## What this task involves
Please filter the data below down to the lines holding the string "system".

## Data to process
PR #506, opened 2025-02-25
feat(colors): TEDI-Ready Angular development #499

mart-sessman:


libs/angular-components/.storybook/preview.js
```diff
@@ -1,10 +1,49 @@
...
+      values: [
+        { name: "default", value: "var(--color-bg-default)" },
+        { name: "muted", value: "var(--color-bg-muted)" },
+        { name: "subtle", value: "var(--color-bg-subtle)" },
+        { name: "disabled", value: "var(--color-bg-disabled)" },
+        { name: "black", value: "var(--color-black)" },
+        { name: "inverted", value: "var(--color-bg-inverted)" },
+        {
+          name: "inverted-contrast",
+          value: "var(--color-bg-inverted-contrast)",
```
airikej, line 16: Can we use TEDI variables here instead - we should of course fix that in React storybook config too, but since we can add more backgrounds when need comes, we can remove those that use old community variables
currenly i would leave only:
`{ name: "brand", value: "var(--primary-600)" },`

libs/angular-components/src/docs/colors/colors.component.ts
```diff
@@ -0,0 +1,79 @@
...
+    `
+      .color-card {
+        min-width: 50px;
+        min-height: 50px;
+        border-radius: 4px;
+        margin-bottom: 8px;
+      }
+      .color__example__wrapper {
+        margin-bottom: 20px;
+      }
```
airikej, line 53: Is it possible to import 

`import '../../tedi-core/src/tedi-storybook-styles.scss';` 

to preview.js and use the styles from there? then you don't have you write inline styles here

airikej (approved):

Issue #236, opened 2024-10-21
Checkbox


airikej:
https://github.com/TEHIK-EE/tedi-design-system/issues/122

[Figma](https://www.figma.com/design/jWiRIXhHRxwVdMSimKX2FF/%E2%9D%97TEDI-READY%E2%9D%97(follow-the-badges-in-header-to-see-which-components-are-ready-(designed%2Fdeveloped))?node-id=4228-72934&m=dev)

Dependencies:
- Grid
- Icon
- Tooltip

Changes:
- No API changes
- Add unit test
- Check WCAG

zalizko:
Hello. I'll copy here my bug report from Slack channel (https://tehikustiilijuhis.slack.com/archives/C045VLXAXD3/p1733953510715499):

I found that currently <Check> component from comminity version of TEDI have a bug.
When form was hidden and enabled again - form reset don't work as expected.

Sandbox: https://codesandbox.io/p/sandbox/react-fiddle-forked-9ztst4.
Steps to reproduce:
1. click checkbox
2. click ‘Toggle’ twice (close and open form again)
3. click ‘Reset’

Nothing happens.

Also the following error occurred in the console: `Warning: Function components cannot be given refs. Attempts to access this ref will fail. Did you mean to use React.forwardRef()?`

PR #515, opened 2025-02-26
feat(checkbox): TEDI-Ready Checkbox component development #236

airikej:


libs/react-components/src/tedi/components/form/checkbox/checkbox.spec.tsx
```diff
@@ -0,0 +1,188 @@
...
+    if (input) {
+      fireEvent.click(input);
+    }
+
+    rerender(<Checkbox id="check-id" label="Check Label" value="check-value" name="check-group" defaultChecked />);
+
+    expect(input).toBeChecked();
+  });
+
+  it('does not change state when clicked if controlled', () => {
```
mart-sessman, line 110: Why input does not change state when controlled?
It should still change state, but it is just controlled input.

mart-sessman (changes requested):

libs/react-components/src/tedi/components/form/checkbox/checkbox.spec.tsx
airikej: A controlled component does not manage its own state - it depends on the parent to update it. If the parent doesn’t update checked, the checkbox stays in its initial state, even after a user interaction.

mart-sessman (approved):

PR #517, opened 2025-02-26
feat(button): Add TEDI Angular button #516

pesarv:
https://github.com/TEHIK-EE/tedi-design-system/issues/516

### DIFF
--- a/libs/angular-components/package.json
+++ b/libs/angular-components/package.json
@@ -36,8 +36,6 @@
     "@angular/platform-browser-dynamic": "~18.2.0",
     "@angular/router": "~18.2.0",
     "@tehik-ee/tedi-core": "^1.5.0",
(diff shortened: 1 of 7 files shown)


pesarv:
[https://pesarv.github.io/tedi-design-system/feat/516-button/angular/?path=/docs/tedi-ready-angular-buttons-button--docs](https://pesarv.github.io/tedi-design-system/feat/516-button/angular/?path=/docs/tedi-ready-angular-buttons-button--docs)

mart-sessman:
Can you move this component and all the related files to community folder?
It currently does not exist, but you can create it in src folder.
And also can you add parent folder to button?

So your button files would be in: "src/community/buttons/button" folder.
In future, if other button components are developed, then we can move these into this "buttons" folder.

PR #547, opened 2025-03-12
feat(typography): TEDI-Ready Angular Typography components #507

mart-sessman:


libs/angular-components/src/tedi/components/typography/text/text.component.ts
```diff
@@ -0,0 +1,121 @@
...
+export class TextComponent implements TextProps {
+  class = input<string | undefined>(undefined);
+  id = input<string | undefined>(undefined);
+  tabIndex = input<number | undefined>(undefined);
+  element = input<TextElement | undefined>("p");
+  modifiers = input<TextModifiers[] | TextModifiers | undefined>(undefined);
+  color = input<TextColor | undefined>("primary");
+
+  classes = computed(() => {
+    const modifiersValue = this.modifiers();
```
airikej, line 102: I think this should default to an empty array if not set 

`this.modifiers() ?? []`

airikej: Same for Heading component

mart-sessman: There is fallback to empty array few lines after it in both components.

airikej (approved):

Issue #544, opened 2025-03-11
Icon


mart-sessman:

mart-sessman:
| Name | Description | Type | Default |
|----------|----------|----------|----------|
name | Name of material icon https://fonts.google.com/icons | string | - |
class | Additional class to style the icon | string | - |
size | Icon size | 8 \| 12 \| 16 \| 18 \| 24 \| 36 \| 48 | 24 |
color | Icon color | "primary" \| "secondary" \| "tertiary" \| "warning" \| "white" \| "success" \| "danger" \| "brand" \| "brand-dark" \| "warning-dark" | "primary" |
background | Icon background color | "primary" \| "secondary" \| "brand-primary" \| "brand-secondary" | - |
filled | Is icon filled? | boolean | false |
label | Icons label for screen-readers. If omitted then the icon is hidden for screen-readers. | string | - |

PR #561, opened 2025-03-14
feat(icon): TEDI-Ready Angular icon component #544

mart-sessman:


libs/angular-components/src/tedi/components/base/icon/icon.stories.ts
```diff
@@ -0,0 +1,393 @@
...
+};
+
+export const UsedInsideText: StoryObj<IconComponent> = {
+  render: (args) => ({
+    props: {
+      ...args,
+    },
+    template: `
+        <div class="example-list padding-14-16">
+            <tedi-heading class="display-flex gap-1">
```
airikej, line 342: The behaviour of Icon inside Text component was that Icon inherits Text components size always and is displayed inline if you see the React example

airikej (approved):

Issue #579, opened 2025-03-18
Card: create community card


pesarv:
### Card
| Prop | Description | Value |
| --- | --- | --- |
| borderless | Removes border from card | boolean |
| spacing | Adds padding to header and content | "xs" \| "sm" \| "md" \| "lg" \| "none" |
| accentBorder | Adds thicker left border | "info" \| "success" \| "warning" \| "danger" |
| selected | Adds selected border to card | boolean |
| background | Changes background for card | card color |

### Card row
By default card contents flow in column, rows can be added for side by side contents
| Prop | Description | Value |
| --- | --- | --- |
| hasSeparator | Adds border under every row | boolean |

### Card content
Card content blocks to be used inside card or card rows
| Prop | Description | Value |
| --- | --- | --- |
| hasSeparator | Inside card adds border under the content, inside card row adds border right of the content | boolean |
| autoWidth | Can be used inside card rows. Changes flex grow to 0 to take up minimal space | boolean |
| timeline | Creates timeline right of the content block. Maybe should be removed/swapped for Separator component once it has been developed like in React  | boolean |
| background | Changes background for card content block | card color |

### Card header
| Prop | Description | Value |
| --- | --- | --- |
| variant | Card header variant | "primary" \| "secondary" \| "tertiary" \| "brand" \| "brand-dark" |

PR #604, opened 2025-03-25
feat(card): communtity card #579

pesarv:
https://github.com/TEHIK-EE/tedi-design-system/issues/579
https://pesarv.github.io/tedi-design-system/feat/579-card/angular/?path=/docs/community-angular-card--docs


pesarv:
Storybooki docsi veel lisan aga kompod võiks kõik olemas olla

mart-sessman:
We changed folder structure, related to fixing some stuff when packaging angular components.
Community folder was before: /src/community
Now it is /community

Can you move your files to there?
Also index.ts where exports were declared is now public-api.ts

mart-sessman:
Why are there underscore's in front of css variables?
Like this: "--_card-padding-vertical"

Have not seen this kind of naming convention before, just asking, is there a reason?
I would remove these, since we dont name our css variables this way, lets try to keep similar patterns as before.

mart-sessman:
Can you create Issue in our repository and then create branch there?
And then lets merge this PR to that new branch. So we can also run, review and test it locally without cloning your fork repository every time and switching to your feature branch.
And for future, could you also create issues in our repository and create branches under the issue, after which you can create PR to "rc" branch.
This saves time for us reviewing it.

pesarv:
> Why are there underscore's in front of css variables? Like this: "--_card-padding-vertical"
> 
> Have not seen this kind of naming convention before, just asking, is there a reason? I would remove these, since we dont name our css variables this way, lets try to keep similar patterns as before.

It's a naming convention for "private"/component scoped css variables. At our first meeting with TEDI team we agreed to using this pattern. It makes it easier to override variables in the application (less specific selectors, easier names etc.)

## Reply to the task
https://github.com/TEHIK-EE/tedi-design-system/issues/122
https://github.com/TEHIK-EE/tedi-design-system/issues/516
[https://pesarv.github.io/tedi-design-system/feat/516-button/angular/?path=/docs/tedi-ready-angular-buttons-button--docs](https://pesarv.github.io/tedi-design-system/feat/516-button/angular/?path=/docs/tedi-ready-angular-buttons-button--docs)
https://github.com/TEHIK-EE/tedi-design-system/issues/579
https://pesarv.github.io/tedi-design-system/feat/579-card/angular/?path=/docs/community-angular-card--docs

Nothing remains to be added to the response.